La seule chose qu’elle pourra éventuellement tisser, ce sont les tapis afghans, le métier de tisseuse étant presque exclusivement réservé aux filles. Mais Azadah a une idée ingénieuse : elle tissera elle-même une montgolfière avec les burkas séchant à l’air libre et les engins qui autrement servent à fabriquer les bombes. Et elle ira rejoindre son amie en s’élevant au-dessus du monde des hommes.

Dans Arbragan, il est aussi question d’évasion dans les hauteurs. L’activité préférée du petit solitaire au coeur du récit, c’est de se cacher dans le feuillage touffu du vieux chêne Bertolt. Observer le monde des hommes à partir des cimes des arbres, c’est prendre conscience des êtres fragiles, comme les chenilles ou les hiboux, qui eux aussi aiment se cacher sur Bertolt. Sauf qu’un jour Bertolt meurt et le petit solitaire, dans un geste de désespoir, pense au recyclage pour sauver son ami : les mitaines que plus personne n’utilise servent à cacher Bertolt de sa mise à nu dans la mort.

On referme les histoires pour enfants de Jacques Goldstyn avec le sentiment d’avoir suivi une leçon de philosophie.

Chaque fois qu’un étudiant me repose cette fastidieuse question du sens de la vie, je me sens comme ces entités étranges dans Arrival (L’arrivée) de Denis Villeneuve, qui tentent d’entrer en contact avec l’humanité malgré la totale incommunicabilité entre nos deux dimensions. Je sais intuitivement qu’il existe un sens à tout ça, mais dès que j’essaye de l’expliquer, il se dérobe… Pourtant, je sais qu’il existe dans l’univers un vouloir obscur dépersonnalisé qui veut la vie plutôt que son contraire, une force vitale qui veut vivre et se déployer, tout en échappant à notre intelligence. À bien y penser, cette volonté d’être, n’est-ce pas l’unique réponse possible face à ce problème fondamental : convaincre un jeune en pleine crise existentielle que la vie vaut quand même la peine d’être vécue.
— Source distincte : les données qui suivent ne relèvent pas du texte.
PR #349, opened 2017-05-10
Set foreman_smartproxy features for built-in and plugin modules

domcleal:
Uses datacat to generate an array of enabled features across built-in
and plugin modules by passing the feature name to settings_file, or
using the foreman_proxy::feature type.

### DIFF
--- a/.fixtures.yml
+++ b/.fixtures.yml
@@ -2,6 +2,7 @@ fixtures:
   repositories:
     apt:      'git://github.com/puppetlabs/puppetlabs-apt'
     concat:   'git://github.com/puppetlabs/puppetlabs-concat'
+    datacat:  'git://github.com/richardc/puppet-datacat'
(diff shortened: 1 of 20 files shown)


ekohl:
I had expected the ```$feature``` parameter on ```foreman_proxy::plugin```. Any reason you chose ```foreman_proxy::settings_file```?

domcleal:
> I had expected the $feature parameter on foreman_proxy::plugin. Any reason you chose foreman_proxy::settings_file?

Yes, I begin developing with it on foreman_proxy::plugin and then moved it because settings_file has better knowledge of whether the module is enabled or not. It's possible to include a plugin class, which uses foreman::plugin, but then configure the module to be disabled. It's also shared between plugins and built-in modules.

ekohl:
You're right, built in modules don't use the plugin define.

mmoll:
merged, thanks @domcleal!

PR #350, opened 2017-05-30
Refs #6945 - use autosign path for puppetca

mmoll:
to be merged after theforeman/smart-proxy#530


ekohl:
This breaks compatibility with older smart proxy versions. Until now we've always tried to maintain compatibility, but it at least needs a note in the README.

mmoll:
how 'bout now? ;)

domcleal:
Thanks @mmoll.

PR #351, opened 2017-06-01
Fixes #11936 - Add support for kerberos auth

adamruzicka:


manifests/plugin/remote_execution/ssh.pp
```diff
@@ -49,6 +52,18 @@
...
   }
 
+  if $ssh_kerberos_auth {
+    if $::osfamily == 'RedHat' and $::operatingsystem != 'Fedora' {
+      $scl_prefix = 'tfm-'
+    } else {
+      $scl_prefix = '' # lint:ignore:empty_string_assignment
+    }
+
+    foreman_proxy::plugin { 'net-ssh-krb':
```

Dans Le banc du temps qui passe. Méditations cosmiques (Éditions du Seuil), Hubert Reeves parle lui aussi d’une force aveugle qui peut expliquer l’origine de l’univers et de notre conscience pour l’observer, cette dernière étant le véritable miracle de la vie.

Entre, d’un côté, le hasard et le non-sens, et, de l’autre, le grand architecte omniscient, Hubert Reeves cite à son tour le célèbre anthropologue Lévi-Strauss : le « vouloir obscur qui, au long de millions d’années et par des voies tortueuses et compliquées, sut assurer la pollinisation des orchidées grâce à des fenêtres transparentes laissant filtrer la lumière… » Ce vouloir obscur transcende nos petites subjectivités, car le « ça » veut dans l’univers, sans savoir « qui » veut.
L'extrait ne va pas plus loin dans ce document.